Small groups, but big trouble?
NATO clamped a curfew on Mitrovica yesterday, as concerns grew of ethnic unrest beyond Kosovo.
Isa Beciri spent 10 years wandering around Europe, because as a young ethnic Albanian in Serbia, he could expect few opportunities at home. But since returning in November he has found a new goal, trading his civilian clothes for army fatigues.
"My village needs me, so I can't leave," he says as he sits in a friend's living room, a pair of Kalashnikov assault rifles propped against the wall. "I'd rather not have military action. But the situation is forcing us."
Mr. Beciri claims to be part of the Liberation Army of Preshevo, Medvedja, and Bujahovac (PMBLA), a small group of ethnic Albanian fighters that appears to be gaining strength in this part of Serbia just east of Kosovo.

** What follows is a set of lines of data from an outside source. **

PR #4679, opened 2016-02-29
Pull request/1fb03976

charlesll:
Registration of Spectra.jl

Created a new branch to avoid any trouble with the old pull request.

### DIFF
--- a/Spectra/url
+++ b/Spectra/url
@@ -1,0 +1,1 @@
+git://github.com/charlesll/Spectra.jl.git
--- a/Spectra/versions/0.0.1/requires
+++ b/Spectra/versions/0.0.1/requires
@@ -2,6 +2,4 @@ julia 0.4
 PyPlot
 JuMP
 Ipopt
-Gadfly
-Cairo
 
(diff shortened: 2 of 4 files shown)


tkelman:
Depending on both pyplot and gadfly seems a bit unusual.

tkelman:
What is the license status of https://github.com/charlesll/Spectra.jl/blob/master/Dependencies/gcvspl.f?

charlesll:
gcvspl is available on the netlib website: http://www.netlib.org/gcv/gcvspl. There is nothing in the headerlines regarding a licence, so I guess it can be considered as public domain?

I will make a commit to remove dependency to gadfly, as my examples run with pyplot.

charlesll:
I found details on the gcvspl.f licence, and updated the headerlines of the gcvspl.f file accordingly.

tkelman:
Great! Spectra's a pretty generic name, but unless someone has strong objections to it I think we can register this in a few hours.

charlesll:
Great, thanks!

tkelman:
(p.s. would be a good idea to add some tests to https://github.com/charlesll/Spectra.jl/blob/master/test/runtests.jl over time so you can check that the package continues working correctly)

charlesll:
Yes, I will add them very soon. I am currently adding further functionality and examples, so I will create the tests accordingly!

Little is known about the group, but its potential for bringing a new round of instability to the Balkans has Western officials worried.
The US Army estimates that the group numbers about 30 and growing. Western officials suspect that more than one group may exist, although they believe Dobrosin is their stronghold. Many of the fighters appear to be from Dobrosin and other places in the Presevo Valley of southern Serbia, but not all. An 18-year-old fighter standing guard at the group's headquarters this week said he came from Kosovo.
Like Kosovo, which is technically still part of Serbia although under de facto control of the NATO-led protection force, or KFOR, since last June, the area has a large ethnic Albanian majority. Ethnic Albanians call it "eastern Kosovo" and say the area was wrongly separated from the province when borders were drawn last century.
Many of the ethnic Albanian fighters here are thought to be former members of the Kosovo Liberation Army (KLA), the force that fought for Kosovo's independence. The patch PMBLA fighters wear on their shoulders reproduces the Albanian black eagle design used by the officially disbanded KLA.
Ethnic Albanian fighters in Dobrosin portray themselves as simple men with simple aims. "We are just trying to defend ourselves," says Beciri.
But Western officials believe they may be hoping to unite the region with Kosovo. They say that some of the PMBLA's actions, such as attacks two weeks ago on a Serb police checkpoint and on an unmarked United Nations car, wounding a UN worker, demonstrate an aggressiveness that goes beyond mere defense.
Together with recent violence between Serbs and ethnic Albanians in the divided town of Mitrovica, in northern Kosovo, the trouble in the Presevo Valley poses the greatest threat yet to the Kosovo peacekeeping mission.
An early curfew was in effect in Mitrovica yesterday, a day after street clashes injured 24 civilians and 16 French peacekeepers.
NATO officials are trying to restrain the unrest. The NATO military commander, Gen. Wesley Clark, and other Western officials have warned ethnic Albanian leaders in Kosovo not to support the insurgents across the border. They also have tried publicly to discourage ethnic Albanian hopes that the peacekeepers might intervene.
The situation poses a special dilemma for the US Army, whose soldiers are stationed a little more than a quarter mile from Beciri's village.
The Americans worry that PMBLA fighters might try to draw them into a confrontation with Serbian police. They also worry about the grimmer possibility that Serbian police could attack unarmed ethnic Albanians. "That's probably my No.1 concern," says Lt. Col. Jeffrey Snow, commander of the American forces along the border. "I do not want to be placed in a position where we have American soldiers observing atrocities and cannot take action to stop that."
Diplomats and military officials say Western leaders are considering the circumstances under which peacekeepers might intervene.
In recent months, events here have borne an ominous resemblance to the build-up to war in Kosovo. The UN refugee agency estimates as many as 14,000 people have fled. Relief workers have heard few reports of physical violence, but say people complain of harassment and intimidation by Serbian police. Paula Ghedini, a spokeswoman for the UN refugee agency, says ethnic Albanians have grown increasingly fearful in recent weeks. "They're ready to flee at any moment," she says.
Fatusha Ramadani left Dobrosin with 14 members of her family, including 10 grandchildren, after Serbian police killed two ethnic Albanian brothers in January. "We were afraid they would shoot the children or take my son," she says.
Ethnic Albanians maintain the Serbian police and paramilitary units that left Kosovo last spring are now based in the Presevo Valley. Western officials have accused Yugoslav President Slobodan Milosevic of provoking conflict in the area, just as they have accused him of undermining peace efforts in Kosovo. Diplomats and military officials say Mr. Milosevic is likely to do this with police rather than any kind of military action.
"He's too clever to do that," says one Western diplomat. "But he can certainly manipulate the situation there. And he will turn the tap on and off to keep KFOR off balance."